(Beginning of RECORD SET)

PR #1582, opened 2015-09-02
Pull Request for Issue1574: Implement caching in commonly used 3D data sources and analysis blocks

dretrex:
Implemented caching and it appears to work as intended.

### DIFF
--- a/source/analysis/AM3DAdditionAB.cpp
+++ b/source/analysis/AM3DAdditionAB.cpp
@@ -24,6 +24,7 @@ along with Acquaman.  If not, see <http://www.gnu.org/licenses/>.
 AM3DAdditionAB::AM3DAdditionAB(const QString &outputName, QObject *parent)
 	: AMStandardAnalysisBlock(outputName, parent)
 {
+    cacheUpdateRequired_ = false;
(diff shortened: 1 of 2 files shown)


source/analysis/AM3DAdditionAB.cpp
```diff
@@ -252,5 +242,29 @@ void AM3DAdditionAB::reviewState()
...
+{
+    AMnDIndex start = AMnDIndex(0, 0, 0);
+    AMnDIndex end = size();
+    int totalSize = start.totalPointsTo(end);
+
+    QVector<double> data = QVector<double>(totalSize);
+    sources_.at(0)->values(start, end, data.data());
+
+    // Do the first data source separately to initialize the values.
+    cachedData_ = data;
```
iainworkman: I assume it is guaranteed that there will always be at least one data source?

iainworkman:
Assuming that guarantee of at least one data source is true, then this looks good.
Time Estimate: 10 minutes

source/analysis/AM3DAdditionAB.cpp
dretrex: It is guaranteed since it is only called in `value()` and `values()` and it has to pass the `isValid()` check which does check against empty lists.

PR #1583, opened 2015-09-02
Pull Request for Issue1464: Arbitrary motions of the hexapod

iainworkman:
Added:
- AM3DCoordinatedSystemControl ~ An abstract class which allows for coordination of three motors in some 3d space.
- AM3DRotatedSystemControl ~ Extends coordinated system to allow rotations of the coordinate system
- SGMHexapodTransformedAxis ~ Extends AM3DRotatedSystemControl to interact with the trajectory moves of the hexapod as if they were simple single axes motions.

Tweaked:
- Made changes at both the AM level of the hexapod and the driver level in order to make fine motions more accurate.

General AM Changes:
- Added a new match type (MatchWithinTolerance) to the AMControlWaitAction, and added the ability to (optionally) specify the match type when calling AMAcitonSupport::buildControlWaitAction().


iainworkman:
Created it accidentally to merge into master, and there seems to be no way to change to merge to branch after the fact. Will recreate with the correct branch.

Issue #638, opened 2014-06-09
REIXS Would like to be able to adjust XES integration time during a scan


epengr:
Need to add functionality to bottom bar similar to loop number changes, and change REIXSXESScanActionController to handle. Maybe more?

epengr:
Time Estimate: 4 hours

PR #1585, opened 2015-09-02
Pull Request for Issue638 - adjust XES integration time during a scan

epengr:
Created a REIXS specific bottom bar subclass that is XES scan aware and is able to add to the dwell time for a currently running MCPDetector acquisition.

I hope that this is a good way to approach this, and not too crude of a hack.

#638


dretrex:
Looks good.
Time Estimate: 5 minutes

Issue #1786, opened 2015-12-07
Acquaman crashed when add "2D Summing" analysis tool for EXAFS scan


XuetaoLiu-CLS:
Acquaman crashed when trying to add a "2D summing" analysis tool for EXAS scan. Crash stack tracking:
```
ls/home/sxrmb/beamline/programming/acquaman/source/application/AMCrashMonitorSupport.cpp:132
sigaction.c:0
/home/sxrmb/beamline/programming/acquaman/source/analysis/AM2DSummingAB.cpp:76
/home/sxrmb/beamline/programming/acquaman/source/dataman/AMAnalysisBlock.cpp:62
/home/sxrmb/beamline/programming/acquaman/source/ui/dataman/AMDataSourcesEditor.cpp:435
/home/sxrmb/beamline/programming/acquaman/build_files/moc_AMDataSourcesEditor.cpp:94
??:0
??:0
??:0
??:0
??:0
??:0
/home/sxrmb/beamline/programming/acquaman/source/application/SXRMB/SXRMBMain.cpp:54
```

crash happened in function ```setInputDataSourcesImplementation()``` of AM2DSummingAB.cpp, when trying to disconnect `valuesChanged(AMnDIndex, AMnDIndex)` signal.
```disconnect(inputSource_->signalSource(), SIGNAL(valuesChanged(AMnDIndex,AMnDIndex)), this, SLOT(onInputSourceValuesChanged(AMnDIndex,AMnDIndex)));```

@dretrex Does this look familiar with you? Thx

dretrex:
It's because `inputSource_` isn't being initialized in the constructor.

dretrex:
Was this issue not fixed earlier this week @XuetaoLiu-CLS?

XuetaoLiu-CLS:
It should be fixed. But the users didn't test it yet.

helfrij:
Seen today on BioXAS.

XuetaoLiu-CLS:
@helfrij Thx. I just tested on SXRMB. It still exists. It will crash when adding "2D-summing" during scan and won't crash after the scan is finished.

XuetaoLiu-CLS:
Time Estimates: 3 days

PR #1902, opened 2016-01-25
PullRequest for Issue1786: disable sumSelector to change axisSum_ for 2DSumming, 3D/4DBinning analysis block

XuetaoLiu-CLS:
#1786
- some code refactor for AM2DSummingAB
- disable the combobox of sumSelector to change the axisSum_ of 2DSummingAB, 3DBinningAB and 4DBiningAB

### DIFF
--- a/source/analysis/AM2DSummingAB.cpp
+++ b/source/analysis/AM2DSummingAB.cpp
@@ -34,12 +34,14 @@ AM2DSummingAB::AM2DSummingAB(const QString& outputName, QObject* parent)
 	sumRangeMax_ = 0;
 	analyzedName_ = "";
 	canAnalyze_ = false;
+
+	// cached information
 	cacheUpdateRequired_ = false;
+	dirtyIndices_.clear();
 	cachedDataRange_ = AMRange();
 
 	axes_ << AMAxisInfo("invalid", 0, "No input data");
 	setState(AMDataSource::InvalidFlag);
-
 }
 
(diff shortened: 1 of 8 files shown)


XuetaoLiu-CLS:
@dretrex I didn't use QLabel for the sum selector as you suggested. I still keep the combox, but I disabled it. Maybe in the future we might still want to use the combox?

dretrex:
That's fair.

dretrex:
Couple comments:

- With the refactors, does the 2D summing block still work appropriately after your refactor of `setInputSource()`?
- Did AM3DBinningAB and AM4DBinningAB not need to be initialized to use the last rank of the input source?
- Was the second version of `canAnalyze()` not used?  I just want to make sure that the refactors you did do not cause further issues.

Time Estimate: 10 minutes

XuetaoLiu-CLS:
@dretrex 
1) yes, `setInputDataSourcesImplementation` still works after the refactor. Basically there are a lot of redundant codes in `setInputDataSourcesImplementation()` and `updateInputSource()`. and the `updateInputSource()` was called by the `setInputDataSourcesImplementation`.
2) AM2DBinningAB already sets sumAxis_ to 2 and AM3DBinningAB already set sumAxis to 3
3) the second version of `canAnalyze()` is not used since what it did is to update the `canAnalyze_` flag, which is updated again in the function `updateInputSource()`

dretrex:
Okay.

(End of RECORD SET)

From the data above, report how many lines include the string "programming". The number alone will do.

RESULT:
6